Изображение трупа Анны как тела в анатомическом театре подчеркивает приверженность Толстого реалистическому / натуралистическому методу, идеологическими источниками которого были позитивизм и его символические тропы. «Не было более распространенного образа писателя — реалиста или натуралиста, чем анатом, препарирующий труп», — пишет Чарльз Бернхаймер. В качестве примера он приводит карикатуру Лемо 1869 г., где изображен Флобер с лупой в руках, извлекающий внутренние органы из тела Эммы Бовари[38]. Эмиль Золя метафорически призывал писателей «облачиться в белый фартук анатома и, волокно за волокном, препарировать человеческого зверя, разложенного абсолютно голым на мраморной плите амфитеатра»[39]. В предисловии к «Терезе Ракен» (1867) он пишет, что решил изобразить «индивидуумов», «которые всецело подвластны своим нервам и голосу крови, <…> каждый поступок которых обусловлен роковой властью их плоти». Золя «просто- напросто исследовал два живых тела [Терезы и Ракена], подобно тому как хирурги исследуют трупы»[40].

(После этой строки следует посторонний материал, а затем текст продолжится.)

PR #892, opened 2023-04-15
Keysight e36232a

jwbrooks0:
I've added the Keysight E36232A power supply.  The code is based HEAVILY on other keysight devices already on pymeasure.  

This is my first pull request ever.  Please be gentle.  

I did not use pytest because it would require the physical instrument to be present to whoever runs the test (which is unlikely).  

Once we get this relatively simple instrument successfully merged, I plan to develop a good deal more instruments.

### DIFF
--- a/pymeasure/instruments/keysight/__init__.py
+++ b/pymeasure/instruments/keysight/__init__.py
@@ -26,3 +26,4 @@ from .keysightDSOX1102G import KeysightDSOX1102G
 from .keysightN5767A import KeysightN5767A
 from .keysightN7776C import KeysightN7776C
 from .keysightE36312A import KeysightE36312A
+from .keysightE36232A import KeysightE36232A
--- a/pymeasure/instruments/keysight/keysightE36232A.py
+++ b/pymeasure/instruments/keysight/keysightE36232A.py
@@ -1,0 +1,109 @@
+#
+# This file is part of the PyMeasure package.
+#
+# Copyright (c) 2013-2022 PyMeasure Developers
+#
+# Permission is hereby granted, free of charge, to any person obtaining a copy
+# of this software and associated documentation files (the "Software"), to deal
+# in the Software without restriction, including without limitation the rights
+# to use, copy, modify, merge, publish, distribute, sublicense, and/or sell
+# copies of the Software, and to permit persons to whom the Software is
+# furnished to do so, subject to the following conditions:
+#
+# The above copyright notice and this permission notice shall be included in
+# all copies or substantial portions of the Software.
+#
+# THE SOFTWARE IS PROVIDED "AS IS", WITHOUT WARRANTY OF ANY KIND, EXPRESS OR
+# IMPLIED, INCLUDING BUT NOT LIMITED TO THE WARRANTIES OF MERCHANTABILITY,
+# FITNESS FOR A PARTICULAR PURPOSE AND NONINFRINGEMENT. IN NO EVENT SHALL THE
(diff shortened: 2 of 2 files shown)


jwbrooks0:
I don't know what to do about the Python 3.10 error:
`FAILED tests/instruments/test_all_instruments.py::test_name_argument[KeysightE36232A]`
Not sure what it means....

bilderbuchi:
Thank you for your interest!

> The code is based HEAVILY on other keysight devices already on pymeasure

In this case, it's good to _reuse_ as much as possible, instead of copy-pasting code. This reduces the amount of code in this instrument, and also our maintenance burden because we don't have to fix problems N times.
We have a section in the docs on this topic: https://pymeasure.readthedocs.io/en/latest/dev/adding_instruments/properties.html#instruments-with-similar-features

> I did not use pytest because it would require the physical instrument to be present to whoever runs the test (which is unlikely).

Actually, we have a way to add tests that don't need a device, and can be used to check if communication is as expected (e.g. from examples in the manual): https://pymeasure.readthedocs.io/en/latest/dev/adding_instruments/tests.html#protocol-tests

> Not sure what it means....

Use this pattern to define the name of your device:
https://github.com/pymeasure/pymeasure/blob/e71107f20d36c2e31489539d77d5f6bf7ecf6a5f/pymeasure/instruments/keithley/keithley2260B.py#L54

jwbrooks0:
Thanks for the replies!  I've got a bunch of reading to do to come up to speed on all this.  I'll make the corrections and re-push when I have time.  I'm looking forward to contributing to this project.  

# In this case, it's good to reuse as much as possible, instead of copy-pasting code. This reduces the amount of code in this instrument, and also our maintenance burden because we don't have to fix problems N times.
I actually have a thought on this.  One option is to do as you suggest.  Write a parent class for all Keysight E362XXA power supplies and then write subclasses for [each specific model](https://www.keysight.com/us/en/catalog/key-34773/e36200-series-autoranging-power-supply.html) (there are 4, each with specific voltage and current limits).   The other option I see is to write a more general purpose driver E362XX that queries the device for the voltage and current limits.  My thought was to do this second option.  In my present pull request, I added the functionality to query the max voltage and current, but I couldn't figure out how to successfully incorporate these values in the values parameter in the relevant Instrument.control definition.  Do you have thoughts on this?

bilderbuchi:
If what is mainly changing is different limit values, follow the first option in the section that I linked above: https://pymeasure.readthedocs.io/en/latest/dev/adding_instruments/properties.html#instrument-family-with-different-parameter-values
You would not query dynamically, you'd have a very slim class for each distinct model, that all derive from a base class and just adjust the limits. The key that makes this work is that the properties are `dynamic` (explained in the docs just above that section), which allows this redefinition of the values.

bilderbuchi:
What I actually tried to say, though, is to look at your command set, and at the _already implemented_ Keithley instruments and see if one of them is a close match (in features and commands); then you can base off of that. A generic power supply class is a bit farther out: #416.

jwbrooks0:
> A generic power supply class is a bit farther out: #416.

I agree with you that this is a good long term goal, but this requires a fair amount of work.

jwbrooks0:
I haven't forgotten about this pull request, but I've temporarily lost access to the device.  I should be able to get back to this next week.

bmoneke:
> I haven't forgotten about this pull request, but I've temporarily lost access to the device. I should be able to get back to this next week.

Don't worry. Nobody of us gets paid to maintain this project. If you do not have time or device access at the moment, you may continue later.

BenediktBurger:
Closing due to lack of development.
It can be reopened at any time.

PR #895, opened 2023-04-17
Add Property doc check

bmoneke:
This PR adds an automatic test for property docstrings, that they start with "Measure", "Get", "Control", or "Set".
A list of currently failing instruments is added, in order to check new PRs, but not to require improvements in almost all instruments right now.

ToDo:
- [ ] The current detection is limited to manufacturers which are loaded into `pymeasure.instruments` and to instruments loaded in these `init` files. Instruments which do not satisfy these requirements and all `Channel` classes, are not yet included. moved to another issue: #904


tests/instruments/test_all_instruments.py
```diff
@@ -105,3 +228,15 @@ def test_kwargs_to_adapter(cls):
...
         cls(SIM_RESOURCE, visa_library='@sim', kwarg_test=True)
+
+
+@pytest.mark.parametrize("prop_set", properties)
+def test_property_docstrings(prop_set):
+    device, property_name, prop = prop_set
+    if device.__name__ in legacy_instruments:
+        pytest.skip(f"{device.__name__} is in the codebase and has to be refactored later on.")
+    start = prop.__doc__.split(maxsplit=1)[0]
+    assert start in ("Control", "Measure", "Set", "Get"), (
```
bilderbuchi, line 239: We should think about the choices we want to encourage. It would be easier to just have 3 choices to mirror the control/setting/measurement triad (also thinking of future parsing effort e.g. in pyleco). In that case control/set/read or control/set/get seem most straightforward. 
However, that might feel too restrictive. :shrug: ? The first thing I'd feel like extending is to allow more words for getting ("control" and "set" are already pretty clear and not "overloaded" as terms, I think). "Measure" and "Get" or "Measure" and "Read" (considering we are _reading_ from a device) seem most suitable.
Thoughts?

bilderbuchi: Also, whatever we decide needs to be reflected in the [docs](https://pymeasure.readthedocs.io/en/latest/dev/coding_standards.html#docstrings).

tests/instruments/test_all_instruments.py
```diff
@@ -49,6 +49,17 @@
             if b:
                 devices.append(d)
 
+
+# Collect all properties
+# TODO add Channel properties as well: How collect all Channel classes?
```
bilderbuchi, line 54: I guess that will be tricky, considering the generality of our approach towards channel collections.

tests/instruments/test_all_instruments.py
```diff
@@ -49,6 +49,17 @@
...
+properties = []
+for device in devices:
+    for property_name in dir(device):
+        prop = getattr(device, property_name)
+        if isinstance(prop, property):
+            properties.append((device, property_name, prop))
```
bilderbuchi, line 60: Does that result in "nice" test ids in the pytest parametrisation? (Visible when a test fails) Otherwise using a namedtuple might help.

bilderbuchi (commented):
Awesome initiative! I was already thinking how we could gracefully achieve this and bit by bit migrate the existing instruments. Nice solution!

tests/instruments/test_all_instruments.py
bmoneke: > Also, whatever we decide needs to be reflected in the [docs](https://pymeasure.readthedocs.io/en/latest/dev/coding_standards.html#docstrings).

I wrote the test to reflect the docs (except for the fact, that we do not verify the correct type, e.g. we do not catch "Set" for a `control`). I thought "Get" would be allowed for `measurement` as well, but now I see, it is not.

For a getting property, I think we should allow a more generic form than "Measure". It seems, for example, strange to use "Measure the serial number".

tests/instruments/test_all_instruments.py
bmoneke: We could collect all `Channel` classes (and in that circumstance all `Instrument` classes) in the files below `pymeasure`.

tests/instruments/test_all_instruments.py
bmoneke: > Does that result in "nice" test ids in the pytest parametrisation? (Visible when a test fails) Otherwise using a namedtuple might help.

I use the values (class and property name) to create a meaningful error message in the test (after `assert`).

Yes, test ids were meaningless, but I used a different option to set the test_ids according to https://docs.pytest.org/en/7.1.x/example/parametrize.html#different-options-for-test-ids

tests/instruments/test_all_instruments.py
bilderbuchi: "Measure" and "Read", then?

tests/instruments/test_all_instruments.py
bilderbuchi: Nice!

tests/instruments/test_all_instruments.py
bilderbuchi: OK, "Get" and "Measure", then? 
Get/set is nicely symmetric -- for "read" I'd expect "write" as the counterpart.

bmoneke: > OK, "Get" and "Measure", then?

So: Get, Set, Measure, and Control.

bmoneke: I adjusted the documentation accordingly.

tests/instruments/test_all_instruments.py
bmoneke: Shall we leave the collection of all the Channels for another PR?
I suggest so, because it was not that easy, when I first tried it with the instruments themselves.

tests/instruments/test_all_instruments.py
bilderbuchi: Yes, thanks!

bmoneke:
Now we have to make sure, that every PR contains these commits, lest the test fails after merging.

bilderbuchi:
Unfortunately github doesn't have an "update branch" button for that afaik.

PR #897, opened 2023-04-18
Fixes Ametek7270

seb5g:
I'm using this instrument right now and noticed many failures in the code related to:

* not asserting the return value when writing values (dne now by subclassing Instruments with a dedicated check_errors method)
* using right command to translate from index value to float values (Timeconstant and sensitivity)
* sensitivity values are dynamically set depending the IMODE (voltage/current)
* adding other controls/measurements

### DIFF
--- a/AUTHORS.txt
+++ b/AUTHORS.txt
@@ -60,5 +60,7 @@ Scott Candey
 Tom Verbeure
 Max Herbold
 Alexander Wichers
+Ashok Bruno
 Robert Roos
 Sebastien Weber
+Sebastian Neusch
--- a/docs/api/instruments/hp/hp856xx.rst
+++ b/docs/api/instruments/hp/hp856xx.rst
@@ -1,0 +1,254 @@
+##################################
+HP 8560A / 8561B Spectrum Analyzer
+##################################
+
+Every unit is used in the base unit, so for time it is s (Seconds), frequency in Hz (Hertz) etc...
+
+-------------------------------------
+Generic Specific Attributes & Methods
+-------------------------------------
+.. contents:: Content
+    :depth: 3
+    :local:
+
+^^^^^^^
+General
+^^^^^^^
+.. automethod:: pymeasure.instruments.hp.hp856Xx.HP856Xx.preset
+.. autoattribute:: pymeasure.instruments.hp.hp856Xx.HP856Xx.attenuation
+.. autoattribute:: pymeasure.instruments.hp.hp856Xx.HP856Xx.amplitude_unit
+.. autoattribute:: pymeasure.instruments.hp.hp856Xx.HP856Xx.trigger_mode
+.. autoattribute:: pymeasure.instruments.hp.hp856Xx.HP856Xx.detector_mode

Константин Леонтьев был, вероятно, первым критиком, указавшим на натуралистически хирургический подтекст литературного метода Толстого. Он сам служил в Крымскую войну военным хирургом, был последователем «эстетического позитивизма» и смотрел на общество и историю глазами анатома и патологоанатома. В статье 1890 г. «Анализ, стиль и веяние: О романах гр. Л. Н. Толстого» Леонтьев сравнивает Толстого с рисовальщиком в анатомическом театре, который, рисуя ткань тела, видную невооруженным глазом, — например, кожу на руке, — неожиданно решает изобразить ее срезанной в нескольких местах и поместить в надрезы или ранки, крошечные клетки и тончайшие волокна, обычно видимые только в самый сильный микроскоп[41]. Образы, используемые Леонтьевым для описания литературного метода Толстого, заимствованы из словаря натуралистов. Они относятся к толстовскому скрупулезному (иногда даже, по мнению Леонтьева, чрезмерному) анализу человеческих чувств и поведения и к его излюбленному приему увеличения, как будто он описывает мир сквозь микроскоп. Описание проливает свет и на увлечение Толстого искалеченным телом и его склонность к вуайеризму (Леонтьев называет ее «излишним подглядыванием»[42]), получившим столь жуткое воплощение в «Первой ступени». Он видит в хирургическом методе Толстого разделение целого и утрату веры в органический мир, которые традиционно считаются признаками романного мира Толстого.

Леонтьев, восторженный почитатель Толстого, считал «Анну Каренину» вершиной русского натурализма, «болезненным» отпрыском которого было декадентство. Хотя в своей статье о Толстом 1890 г. Леонтьев не изображает Толстого декадентом, в его теории культурного «расцвета» и последующего «разложения» можно увидеть аналог отношений натурализм/декадентство: натурализм представляет собой перезрелый фрукт, знаменующий начало вырождения и декадентской литературы. (Органическая модель истории Леонтьева состояла из трех стадий: «примитивная простота», «бурный рост и сложность» и «вторичное опрощение», т. е. разложение и гниение[43].) В рецензии на статью Леонтьева Василий Розанов продолжил анатомическую метафору взглядов Леонтьева на романы Толстого; Розанов пишет, что Толстой перегружает свои произведения «жильными» подробностями, будто ради самих же подробностей («Ding an sich»)[44]. Эту позицию разделяет и Мережковский, считавший, что толстовское воистину волшебное «ясновидение плоти» «иногда, — правда, довольно редко, — вовлекает Толстого в излишества»[45]. Именно из?за излишеств Нордау назвал Толстого жертвой вырождения.